*Exercise requirements:* For each line of the data that includes the word "should", copy the line.

(Beginning of Data)

Issue #180, opened 2024-03-13
Houdini: workfile tool doesn't switch context properly


MustafaJafar:
### Is there an existing issue for this?

- [X] I have searched the existing issues

### Current Behavior:

Sometimes context is not changed when changing context with workfile tool

![image](https://github.com/ynput/ayon-core/assets/20871534/1069acdb-d17c-417a-91ed-dd4b8c6df78e)

### Expected Behavior:

It should change the asset context.

### Version

Launcher `1.0.3-dev.1`
Ayon Core `0.3.0-dev.1`
Ayon Server `1.0.4+202402231406`

### What platform you are running on?

Windows

### Steps To Reproduce:

1. Open Houdini 
2. Use workfile tool to open a workfile of another asset

### Are there any labels you wish to add?

- [X] I have added the relevant labels to the bug report.

### Additional context:

I'm not sure if this problem happens because I'm constantly testing new PRs and updating my `ayon-core` clone.

[cuID:[AY-3851](https://app.clickup.com/t/86bxwjrxy)]

BigRoy:
I wonder if this may have to do with it relying on the "context" saved in the scene - and not necessarily the context of that asset. E.g. when saving to different assets in the first place:

https://github.com/ynput/ayon-core/blob/d724a666331b042d9908a1c6e4a4271348174c76/client/ayon_core/hosts/houdini/api/pipeline.py#L171-L175

It seems to in the menu show the `os.environ["AYON_FOLDER_PATH"]` so when switched it should've updated that env var.
Might be good to just test and print that environment variable to see whether it has updated since - and if not, then we know at least the bug isn't related to the Houdini menu itself not refreshing. ;)

Do you get any logged/printed errors when switching / opening the other that might be related to updating of the context failing?

MustafaJafar:
> You mention "sometimes" - but have you found a way to reliably reproduce it? Maybe it always occurs on your end if you switch from one particular asset to another particular asset.

You are correct.. It's happening when switching to a particular asset.
any ideas how to examine the workfile, maybe it's corrupted.

BigRoy:
You could try running that `get_context_data` call on Houdini host in that scene file to see if it does anything 'wrong' in what it returns.

Also, print `os.environ["AYON_FOLDER_PATH"]` to confirm whether that's indeed invalid.

And as stated, of course keep an eye out on the console to see if there are any errors whatsoever being reported.

MustafaJafar:
TL;DR 
[...]

PR #374, opened 2024-04-04
Workfiles tool: Fix update of context change

iLLiCiTiT:
## Changelog Description
Context change is propagated correctly, because controller of workfiles tool does capture it correctly.

## Additional info
Change the context also in controller, and unify the context change into single method. Removed `reset` of controller on save as ( I'm not sure why the reset was there, probably only to update current context?).

### How to replicate (maybe)
1. Launch DCC -> Task 1.
2. Open workfiles tool.
3. Keep folder, and change task and open workfile. Must be `Open` not `Save as`. -> Task 2
4. Check current context in AYON menu
5. Open workfiles tool again.
6. Again keep folder, change task back to the first one. -> Task 1
7. Context in AYON menu should show context of Task 2

## Testing notes:
1. Workfile opened in same folder, but different task will change the context.

Resolves https://github.com/ynput/ayon-core/issues/180

### DIFF
--- a/client/ayon_core/tools/workfiles/control.py
+++ b/client/ayon_core/tools/workfiles/control.py
@@ -659,16 +659,7 @@ class BaseWorkfileController(
             folder_id != self.get_current_folder_id()
             or task_name != self.get_current_task_name()
         ):
-            folder_entity = ayon_api.get_folder_by_id(
-                event_data["project_name"],
-                event_data["folder_id"],
-            )
-            task_entity = ayon_api.get_task_by_name(
-                event_data["project_name"],
-                event_data["folder_id"],
-                event_data["task_name"]
-            )
-            change_current_context(folder_entity, task_entity)
+            self._change_current_context(project_name, folder_id, task_id)
 
         self._host_open_workfile(filepath)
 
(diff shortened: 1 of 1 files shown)


BigRoy:
Followed the testing notes and seemed to work fine in Maya, Houdini and Fusion.
However, I'm not entirely sure how to reproduce the actual bug this is trying to fix that would exist without this PR.

BigRoy (approved):
Seems to work fine in Maya, Houdini and Fusion. However see my comment - not sure what this fixes.

MustafaJafar (approved):
Tested in Houdini.. works fine.

I wonder if it fixes this issue https://github.com/ynput/ayon-core/issues/180
I tried replicating the issue but it seems it's fixed.

iLLiCiTiT:
Modified the steps a little. With them I was able to replicate the issue consistently.

Animation

BigRoy:
I could not reproduce this in `develop`. I have a feeling that somehow the issue is actually related to the scene file you're opening and that it's maybe reading the "context" from the `OpenPypeContext` metadata that might be saved in the scene.

So what I did was save the modeling scene into lighting WITHOUT updating the context data (e.g. do not update create context, just save the file there without publisher reset, etc.). Then in `develop` indeed I get the issue that changing task would somehow not be at the right context.

**However** note that I could also reproduce that when that file was saved to another folder - not just the task change.

BigRoy:
As such I think the ACTUAL issue isn't the resetting to match with the current context - but the fact that we're somehow allowing to rely on the 'workfile' metadata to be the ground truth for that particular context and allowing it to override the actual session's context.

So even though this workaround PR works - there apparently still is some logic somewhere where "resetting" means resetting it to the invalid context.

MustafaJafar:
> Anyway, with this PR I was unable to intentionally try and break it - so I guess it's safe for now :D

same here.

(End of Data)

*Exercise output:*
It should change the asset context.
It seems to in the menu show the `os.environ["AYON_FOLDER_PATH"]` so when switched it should've updated that env var.
7. Context in AYON menu should show context of Task 2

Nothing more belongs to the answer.